I've had the same problem with every pair of boots I've ever owned, I get blisters for a while until they are properly broken in or my feet adjust. There are also ways of lacing the boots that will prevent heel lifting -- I can't really describe them, but if your boots have the hooks near the top of the tongue you can lace it a particular way to add/relieve pressure from certain points. I had a lady from EMS show me how to lace mine at a demo and it helped A LOT!


----------



## cbcbd (May 31, 2007)

After break in, if it still does that then:

-Moleskin: Great stuff, doesn't come loose with sweat like duct tape does... but I don't like to rely on it full time
-Replacement insoles: Sometimes the stock insole doesn't have enough of a heel cup to hold your heel in place - and sometimes an insole will take away some of the volume of the boot, making a more snug fit over your instep. The green Superfeet are pretty standard and work for most. I'm a fan of Sole.

Do you have foot problems or sensitive feet? Just wondering why you would go from lightweight, comfortable sneakers to boots... it's usually the other way around. 

But in case you do get blisters on a hike and want to keep going on, the best solution is a combo of moleskin with 2nd skin.

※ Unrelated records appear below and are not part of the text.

PR #659, opened 2018-12-06
WIP - ENH: Add support for pvAccess normative types

klauer:
**Work in progress - do not merge**

Builds on #653, where the vast majority of these commits come from. Not to be merged prior to that PR.

Goal
-----
* Adds preliminary support for pvAccess normative types. 
* Test with AreaDetector PVA plugin

Limitations
------------
* This only supports normative types for now

Though that may seem like a major restriction, all of the examples of pvAccess in the wild I can find are solely based on normative types. Arbitrary PV groupings as available in pva2pva are not yet in wide usage.

Bugs
-----
There are a significant number of not useful debug messages dumped out to standard output/error from somewhere in pvAccess. It's not something we have control over.

TODO
------
* Work on merging the PR this is based on
* Further testing, with pva2pva and p4p mailbox examples
* Eventually write a `PvaSignal` for non-normative types; allow structure to be mapped onto Device components

### DIFF
--- a/requirements.txt
+++ b/requirements.txt
@@ -1,3 +1,4 @@
 networkx>=2.0
 numpy
 pyepics>=3.3.2
+p4p
--- a/ophyd/__init__.py
+++ b/ophyd/__init__.py
@@ -33,6 +33,8 @@ def set_cl(control_layer=None, *, pv_telemetry=False):
         from . import _pyepics_shim as shim
     elif control_layer == 'caproto':
         from . import _caproto_shim as shim
+    elif control_layer == 'p4p':
+        from . import _p4p_shim as shim
     elif control_layer == 'dummy':
         from . import _dummy_shim as shim
     else:
--- a/ophyd/_p4p_shim.py
+++ b/ophyd/_p4p_shim.py
@@ -1,16 +1,6 @@
 '''
 P4P TODO list
 
-* Discuss with upstream
-    1. There does not appear to be a way to monitor connection status outside
-       of a value monitor
-    2. No such thing as read/write access?
-    3. Wrapping basic Python data types...
-    4. pvRequest filters for monitoring data? pvRequest seems limited to a
-       comma-delimited list of dotted fields
-    5. Issue: '[13SIM1:Pva1:Image] warning : not a channel request'
-       What does this mean/why is it not an exception we can catch?
-
 * In this shim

2nd skin is a gelatinous cover - you cut a piece of it and slap it on your exposed or popped blister. Cover it with moleskin.  There is nothing more heavenly for your blisters!!


----------



## MRGisevil (May 31, 2007)

MarcHowes said:


> two words:
> 
> Duct Tape
> 
> ...




Second. If you're nursing a blister and don't want the pain associated with ripping duct tape off of one, just add a bandaid underneath.


----------



## MarcHowes (May 31, 2007)

> -Moleskin: Great stuff, doesn't come loose with sweat like duct tape does..



Ah! has been a big debate in the past so I'm told anyways.... Moleskin VS Duct tape.

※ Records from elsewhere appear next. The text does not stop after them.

PR #660, opened 2018-12-11
MNT: Add collect_asset_docs to Mockflyer

ke-zhang-rd:


ophyd/sim.py
```diff
@@ -611,6 +617,39 @@ def _scan(self):
...
+
+        # This is temporarily more complicated than it will be in the future.
+        # It needs to support old configurations that have a registry.
+        resource = {'spec': self._spec,
+                    'root': self.save_path,
+                    'resource_path': self._file_stem,
+                    'resource_kwargs': {},
+                    'path_semantics': os.name}
+        # If a Registry is set, we need to allow it to generate the uid for us.
+        if self.reg is not None:
```
tacaswell: I am not sure we want to support this code path here?  I like @danielballan 's suggestion from the bluesky issue about supporting this in a sub-class.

I've always had one really annoying problem with moleskin that I just plain cant seem to get around. When I put it on (I used to put it on my heel before hikes always) I have a problem when I put my socks on. Somehow the sock always manages to catch the moleskin dog-earing a corner. Its a slippery slope from there-- over time the dog ear grows and finally exposes the blister, makes a blister, or just pulls off the moleskin entirely! Ive tried smoothing the corners, all sorts of crap like that -- nothing (im putting it on dry feet too)

Anyways, I've never had the same problem with duct tape (you'd think it would be just as big an issue, not on my feet tho) but i have had both come off due to sweat. When the problem was real severe I used to wrap most of my heel area with several pieces making this giant cup shaped thing. It would almost always come loose during the hike, but it would stay in place well enough to prevent a blister (its uncomfy at first too)

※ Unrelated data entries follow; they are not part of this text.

PR #321, opened 2021-06-24
Picksets-Trucks api initial defintions

tommckennon:


spec.json
```diff
@@ -7505,6 +7669,18 @@
               "type": "integer",
               "format": "int32"
             }
+          },
```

I've heard a good middle ground is to put moleskin on first then duct tape over it. I guess it boils down to "whatever works for you"  I'm sure one of the options mentioned here will!!!!!


----------



## cbcbd (May 31, 2007)

Ah, MarcHowes... keep posting these blasted duct taping falacies... let me have at them with my brave tales of moleskin!! Let the battle begin!!


Lol, nah, I've heard the discussion and I too have to admit that my moleskin has also slid due to sweat... but in my case not as readily as duct tape. Maybe my feet make some sort of duct tape kriptonite-sweat that seems to not affect it's brother moleskin as much.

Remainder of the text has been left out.